Stored data entries
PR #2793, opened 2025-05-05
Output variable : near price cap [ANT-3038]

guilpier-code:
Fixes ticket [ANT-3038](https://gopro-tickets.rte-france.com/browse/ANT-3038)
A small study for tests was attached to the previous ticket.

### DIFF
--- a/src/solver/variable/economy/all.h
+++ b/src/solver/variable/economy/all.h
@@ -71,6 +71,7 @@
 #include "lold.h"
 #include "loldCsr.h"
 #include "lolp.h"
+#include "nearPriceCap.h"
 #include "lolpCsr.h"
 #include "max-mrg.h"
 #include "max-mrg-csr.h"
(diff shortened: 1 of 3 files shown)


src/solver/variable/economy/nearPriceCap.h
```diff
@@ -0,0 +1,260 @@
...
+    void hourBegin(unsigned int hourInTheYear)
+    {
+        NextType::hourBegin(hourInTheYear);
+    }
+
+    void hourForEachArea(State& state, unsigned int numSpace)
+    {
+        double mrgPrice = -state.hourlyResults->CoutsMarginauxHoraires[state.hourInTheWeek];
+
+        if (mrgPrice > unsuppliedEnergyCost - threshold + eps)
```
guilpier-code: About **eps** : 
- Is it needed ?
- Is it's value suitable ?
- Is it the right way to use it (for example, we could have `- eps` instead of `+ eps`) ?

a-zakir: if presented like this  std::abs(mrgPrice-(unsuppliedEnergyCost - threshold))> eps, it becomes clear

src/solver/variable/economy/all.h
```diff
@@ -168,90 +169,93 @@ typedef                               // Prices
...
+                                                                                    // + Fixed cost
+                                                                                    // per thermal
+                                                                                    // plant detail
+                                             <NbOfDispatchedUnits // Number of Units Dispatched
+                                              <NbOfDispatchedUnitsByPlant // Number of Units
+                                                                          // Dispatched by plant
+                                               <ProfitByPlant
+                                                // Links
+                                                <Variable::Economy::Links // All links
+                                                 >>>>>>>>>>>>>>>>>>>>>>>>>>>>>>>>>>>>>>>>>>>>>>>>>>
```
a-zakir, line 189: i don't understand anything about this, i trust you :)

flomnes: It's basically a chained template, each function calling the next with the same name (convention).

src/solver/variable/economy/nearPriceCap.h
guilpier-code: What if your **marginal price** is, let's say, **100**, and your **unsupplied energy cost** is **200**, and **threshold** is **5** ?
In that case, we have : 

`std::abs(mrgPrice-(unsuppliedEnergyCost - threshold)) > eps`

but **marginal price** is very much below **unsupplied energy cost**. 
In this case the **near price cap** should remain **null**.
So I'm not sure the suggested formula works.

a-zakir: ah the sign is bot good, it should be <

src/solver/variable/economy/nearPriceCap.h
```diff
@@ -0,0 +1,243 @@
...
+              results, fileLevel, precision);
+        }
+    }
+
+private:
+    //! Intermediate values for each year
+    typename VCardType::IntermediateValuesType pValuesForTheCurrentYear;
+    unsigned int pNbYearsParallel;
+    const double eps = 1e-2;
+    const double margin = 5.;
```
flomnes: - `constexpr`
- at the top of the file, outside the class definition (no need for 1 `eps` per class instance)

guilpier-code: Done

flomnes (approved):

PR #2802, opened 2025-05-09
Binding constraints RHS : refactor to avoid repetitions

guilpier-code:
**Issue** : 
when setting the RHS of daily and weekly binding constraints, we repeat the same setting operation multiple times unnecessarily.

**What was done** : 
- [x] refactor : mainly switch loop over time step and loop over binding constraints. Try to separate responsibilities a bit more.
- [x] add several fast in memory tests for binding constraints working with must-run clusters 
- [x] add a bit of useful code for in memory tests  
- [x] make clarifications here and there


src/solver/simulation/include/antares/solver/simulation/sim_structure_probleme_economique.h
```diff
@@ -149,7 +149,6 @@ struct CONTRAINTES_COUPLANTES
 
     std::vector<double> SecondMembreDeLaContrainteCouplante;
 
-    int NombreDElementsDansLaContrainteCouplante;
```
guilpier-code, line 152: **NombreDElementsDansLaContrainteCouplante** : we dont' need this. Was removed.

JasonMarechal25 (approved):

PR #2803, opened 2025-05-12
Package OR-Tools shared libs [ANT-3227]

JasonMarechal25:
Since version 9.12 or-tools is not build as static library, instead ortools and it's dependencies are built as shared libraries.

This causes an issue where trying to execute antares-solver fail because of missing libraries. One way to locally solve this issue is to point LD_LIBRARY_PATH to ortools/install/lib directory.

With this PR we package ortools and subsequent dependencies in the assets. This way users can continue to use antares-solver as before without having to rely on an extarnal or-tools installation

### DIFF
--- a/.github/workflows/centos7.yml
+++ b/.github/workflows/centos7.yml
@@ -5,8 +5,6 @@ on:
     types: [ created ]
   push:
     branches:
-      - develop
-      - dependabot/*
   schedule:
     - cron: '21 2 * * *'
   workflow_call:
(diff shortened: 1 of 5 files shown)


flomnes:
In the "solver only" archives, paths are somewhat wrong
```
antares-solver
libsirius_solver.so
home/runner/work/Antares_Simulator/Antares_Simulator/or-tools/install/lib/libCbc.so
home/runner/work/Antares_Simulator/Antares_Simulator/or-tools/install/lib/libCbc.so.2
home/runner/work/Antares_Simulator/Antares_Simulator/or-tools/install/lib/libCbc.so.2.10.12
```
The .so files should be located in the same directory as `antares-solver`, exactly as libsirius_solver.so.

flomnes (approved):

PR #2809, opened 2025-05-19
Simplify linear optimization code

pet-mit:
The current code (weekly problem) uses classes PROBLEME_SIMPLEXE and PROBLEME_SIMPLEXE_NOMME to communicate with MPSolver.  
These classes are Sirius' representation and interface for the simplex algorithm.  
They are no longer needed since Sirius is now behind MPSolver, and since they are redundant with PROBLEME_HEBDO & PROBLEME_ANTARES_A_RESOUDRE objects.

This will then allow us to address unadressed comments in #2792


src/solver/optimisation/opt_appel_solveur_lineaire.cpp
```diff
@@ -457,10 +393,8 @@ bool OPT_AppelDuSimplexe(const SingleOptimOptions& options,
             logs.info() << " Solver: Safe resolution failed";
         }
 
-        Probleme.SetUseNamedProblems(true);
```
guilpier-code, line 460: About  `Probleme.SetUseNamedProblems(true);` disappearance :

WHAT YOU NEED TO DO
Nothing in the records may be left out; copy them all exactly.

ANSWER BOX
PR #2793, opened 2025-05-05
Output variable : near price cap [ANT-3038]

guilpier-code:
Fixes ticket [ANT-3038](https://gopro-tickets.rte-france.com/browse/ANT-3038)
A small study for tests was attached to the previous ticket.

### DIFF
--- a/src/solver/variable/economy/all.h
+++ b/src/solver/variable/economy/all.h
@@ -71,6 +71,7 @@
 #include "lold.h"
 #include "loldCsr.h"
 #include "lolp.h"
+#include "nearPriceCap.h"
 #include "lolpCsr.h"
 #include "max-mrg.h"
 #include "max-mrg-csr.h"
(diff shortened: 1 of 3 files shown)


src/solver/variable/economy/nearPriceCap.h
```diff
@@ -0,0 +1,260 @@
...
+    void hourBegin(unsigned int hourInTheYear)
+    {
+        NextType::hourBegin(hourInTheYear);
+    }
+
+    void hourForEachArea(State& state, unsigned int numSpace)
+    {
+        double mrgPrice = -state.hourlyResults->CoutsMarginauxHoraires[state.hourInTheWeek];
+
+        if (mrgPrice > unsuppliedEnergyCost - threshold + eps)
```
guilpier-code: About **eps** : 
- Is it needed ?
- Is it's value suitable ?
- Is it the right way to use it (for example, we could have `- eps` instead of `+ eps`) ?

a-zakir: if presented like this  std::abs(mrgPrice-(unsuppliedEnergyCost - threshold))> eps, it becomes clear

src/solver/variable/economy/all.h
```diff
@@ -168,90 +169,93 @@ typedef                               // Prices
...
+                                                                                    // + Fixed cost
+                                                                                    // per thermal
+                                                                                    // plant detail
+                                             <NbOfDispatchedUnits // Number of Units Dispatched
+                                              <NbOfDispatchedUnitsByPlant // Number of Units
+                                                                          // Dispatched by plant
+                                               <ProfitByPlant
+                                                // Links
+                                                <Variable::Economy::Links // All links
+                                                 >>>>>>>>>>>>>>>>>>>>>>>>>>>>>>>>>>>>>>>>>>>>>>>>>>
```
a-zakir, line 189: i don't understand anything about this, i trust you :)

flomnes: It's basically a chained template, each function calling the next with the same name (convention).

src/solver/variable/economy/nearPriceCap.h
guilpier-code: What if your **marginal price** is, let's say, **100**, and your **unsupplied energy cost** is **200**, and **threshold** is **5** ?
In that case, we have : 

`std::abs(mrgPrice-(unsuppliedEnergyCost - threshold)) > eps`

but **marginal price** is very much below **unsupplied energy cost**. 
In this case the **near price cap** should remain **null**.
So I'm not sure the suggested formula works.

a-zakir: ah the sign is bot good, it should be <

src/solver/variable/economy/nearPriceCap.h
```diff
@@ -0,0 +1,243 @@
...
+              results, fileLevel, precision);
+        }
+    }
+
+private:
+    //! Intermediate values for each year
+    typename VCardType::IntermediateValuesType pValuesForTheCurrentYear;
+    unsigned int pNbYearsParallel;
+    const double eps = 1e-2;
+    const double margin = 5.;
```
flomnes: - `constexpr`
- at the top of the file, outside the class definition (no need for 1 `eps` per class instance)

guilpier-code: Done

flomnes (approved):

PR #2802, opened 2025-05-09
Binding constraints RHS : refactor to avoid repetitions

guilpier-code:
**Issue** : 
when setting the RHS of daily and weekly binding constraints, we repeat the same setting operation multiple times unnecessarily.

**What was done** : 
- [x] refactor : mainly switch loop over time step and loop over binding constraints. Try to separate responsibilities a bit more.
- [x] add several fast in memory tests for binding constraints working with must-run clusters 
- [x] add a bit of useful code for in memory tests  
- [x] make clarifications here and there


src/solver/simulation/include/antares/solver/simulation/sim_structure_probleme_economique.h
```diff
@@ -149,7 +149,6 @@ struct CONTRAINTES_COUPLANTES
 
     std::vector<double> SecondMembreDeLaContrainteCouplante;
 
-    int NombreDElementsDansLaContrainteCouplante;
```
guilpier-code, line 152: **NombreDElementsDansLaContrainteCouplante** : we dont' need this. Was removed.

JasonMarechal25 (approved):

PR #2803, opened 2025-05-12
Package OR-Tools shared libs [ANT-3227]

JasonMarechal25:
Since version 9.12 or-tools is not build as static library, instead ortools and it's dependencies are built as shared libraries.

This causes an issue where trying to execute antares-solver fail because of missing libraries. One way to locally solve this issue is to point LD_LIBRARY_PATH to ortools/install/lib directory.

With this PR we package ortools and subsequent dependencies in the assets. This way users can continue to use antares-solver as before without having to rely on an extarnal or-tools installation

### DIFF
--- a/.github/workflows/centos7.yml
+++ b/.github/workflows/centos7.yml
@@ -5,8 +5,6 @@ on:
     types: [ created ]
   push:
     branches:
-      - develop
-      - dependabot/*
   schedule:
     - cron: '21 2 * * *'
   workflow_call:
(diff shortened: 1 of 5 files shown)


flomnes:
In the "solver only" archives, paths are somewhat wrong
```
antares-solver
libsirius_solver.so
home/runner/work/Antares_Simulator/Antares_Simulator/or-tools/install/lib/libCbc.so
home/runner/work/Antares_Simulator/Antares_Simulator/or-tools/install/lib/libCbc.so.2
home/runner/work/Antares_Simulator/Antares_Simulator/or-tools/install/lib/libCbc.so.2.10.12
```
The .so files should be located in the same directory as `antares-solver`, exactly as libsirius_solver.so.

flomnes (approved):

PR #2809, opened 2025-05-19
Simplify linear optimization code

pet-mit:
The current code (weekly problem) uses classes PROBLEME_SIMPLEXE and PROBLEME_SIMPLEXE_NOMME to communicate with MPSolver.  
These classes are Sirius' representation and interface for the simplex algorithm.  
They are no longer needed since Sirius is now behind MPSolver, and since they are redundant with PROBLEME_HEBDO & PROBLEME_ANTARES_A_RESOUDRE objects.

This will then allow us to address unadressed comments in #2792


src/solver/optimisation/opt_appel_solveur_lineaire.cpp
```diff
@@ -457,10 +393,8 @@ bool OPT_AppelDuSimplexe(const SingleOptimOptions& options,
             logs.info() << " Solver: Safe resolution failed";
         }
 
-        Probleme.SetUseNamedProblems(true);
```
guilpier-code, line 460: About  `Probleme.SetUseNamedProblems(true);` disappearance :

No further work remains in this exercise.